Families of trans youth weigh leaving Florida as more bans on gender-affirming care loom
One Tampa Bay area mom says she's preparing to move her family out of state if lawmakers make it harder for her daughter to access health care. But she also wants to fight for the families who can't.
For support, call Trans Lifeline at 877-565-8860 or The Trevor Project at 866-488-7386.
Families of transgender children are distressed about the future as Florida lawmakers weigh more restrictions to gender-affirming care.
The Senate passed a bill this week that would reinforce rules recently enacted by state medical boards that ban doctors from prescribing treatments like puberty blockers and hormones to trans minors. Families and transgender advocates are challenging those rules in a federal lawsuit.
The bill goes further, increasing penalties for doctors, making it harder for adults to access care and blocking public institutions from helping to pay for it. It would also grant state courts temporary emergency jurisdiction in child custody cases where a child in Florida is receiving gender-affirming medications or procedures under the care of a parent in another state.
Lawyers stress to worried families that the bill does not criminalize parents for helping their kids get care as some other states have sought. But the fear is significant for many families, which is why one Tampa Bay area mom asked not to be named.
Her 13-year-old daughter began socially transitioning about five years ago and now takes puberty blockers. She plans to eventually start estrogen when she is older.
Her mom says they’re angry at state lawmakers for ignoring the pleas of transgender kids, their families and doctors who stress this care is safe and effective.
“These people are very firm in their bigotry, and that's what this is, bigotry,” she said.
As with the medical board rules, the Senate bill would allow kids who started treatment before restrictions were implemented to continue. But a House bill would require those children stop by Dec. 31.
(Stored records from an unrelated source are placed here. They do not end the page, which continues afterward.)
PR #657, opened 2017-11-01
Move sortSubmit data-main to collectionBrowse page

lfarrell:


access/src/main/webapp/WEB-INF/jsp/collectionBrowse.jsp
```diff
@@ -35,4 +35,5 @@
 	<c:param name="showFolderFacet">false</c:param>
 	<c:param name="entryTemplate">searchResults/browseResultEntry.jsp</c:param>
 </c:import>
-</div>
\ No newline at end of file
+</div>
+<script type="text/javascript" src="/static/js/lib/require.js" data-main="/static/js/public/sortSubmit"></script>
```
bbpennel: You could rename this to be something like collectionBrowse.js so that its clear that it is the main method for that page?

PR #661, opened 2017-11-01
Fcrepo4 map txt and set default date added

bbpennel:


solr-ingest/src/main/java/edu/unc/lib/dl/data/ingest/solr/filter/SetDescriptiveMetadataFilter.java
```diff
@@ -87,6 +87,9 @@ public void filter(DocumentIndexingPackage dip) throws IndexingException {
         if (dip.getDocument().getTitle() == null) {
             idb.setTitle(getAlternativeTitle(dip));
         }
+        if (dip.getDocument().getDateCreated() == null) {
+            idb.setDateCreated(idb.getDateAdded());
```
harringj: is getDateAdded() guaranteed to return a non-null value here? if not, how are we handling a null value?

solr-ingest/src/test/java/edu/unc/lib/dl/data/ingest/solr/filter/SetDescriptiveMetadataFilterTest.java
```diff
@@ -63,13 +60,14 @@
  */
```
harringj: fix author javadoc format

solr-ingest/src/main/java/edu/unc/lib/dl/data/ingest/solr/filter/SetDescriptiveMetadataFilter.java
bbpennel: yes, date added should be always be non-null since it is a generated field from fedora.  If it weren't available, then the date created field would just get cleared.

"If we've got to go, we've got to go"
If her daughter was forced to go off her medication, her mother says it would devastate her physically and mentally.
“She would not survive it,” she said, expressing her fear that her daughter might die by suicide if she was forced to live in a body that didn’t align with her identity.
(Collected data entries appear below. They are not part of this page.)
PR #2055, opened 2018-09-21
Library Conveyor Packer

### LINKED ISSUE #2039: enable Bootstrap: library
## Version of Singularity:

enable building from library 

```
Bootstrap: library
From: sylabsed/linux/alpine:3.7

%runscript

%post
    echo "Install additional software here"
```

### Expected behavior

be able to use the above recipe

ikaneshiro:
Enables building from library.

This changes the `NewBuild()` function call to include a libraryurl and authtoken for the library conveyorPacker to use.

RESOURCE: If you or someone you know has thoughts of suicide, you can call 9-8-8 for the national Suicide and Crisis Lifeline
The single mom and her daughter are now grappling with the difficult choice of whether to move out of Florida.
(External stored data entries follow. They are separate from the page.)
PR #2078, opened 2018-09-24
Sign and verify optional SIF IDs and Groups

yhcote:
This patch allows to selectively sign and verify specified SIF ids (-i) and groups (-g) instead of the default, which will sign and verify the primary partition.


cclerget (approved):
Looks good !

“I don't know how many parents out there, for whatever reason, have heard their kids express that they would rather not be alive. But that is not something you ever want to hear once. And if you are ever unfortunate enough to, as a parent who would give your life for safety, security and happiness of your children, you are going to do whatever it takes to never hear those words again.
“So if worst-case scenario happens, if these bills are passed as they are currently worded, [legal] injunctions don't work, if medical insurance companies are taking this as an excuse to start denying coverage — we're out. We can't stay,” she said.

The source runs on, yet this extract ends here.